PR #2224, opened 2023-06-19
feat(routers.RightAngle): support user defined vertices

MartinKanera:
## Description

Until now the `RightAngle` router didn't use the vertices that were provided. This change allows users to define vertices through which the link is supposed to go. The `RightAngle` router itself works the same way as it did, the only difference is that it takes in account the provided vertices and finds route between them.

══════════

HOW TO COMPLETE THIS TASK.
Return the complete material exactly as it appears.

ANSWER BOX.
PR #2224, opened 2023-06-19
feat(routers.RightAngle): support user defined vertices

MartinKanera:
## Description

Until now the `RightAngle` router didn't use the vertices that were provided. This change allows users to define vertices through which the link is supposed to go. The `RightAngle` router itself works the same way as it did, the only difference is that it takes in account the provided vertices and finds route between them.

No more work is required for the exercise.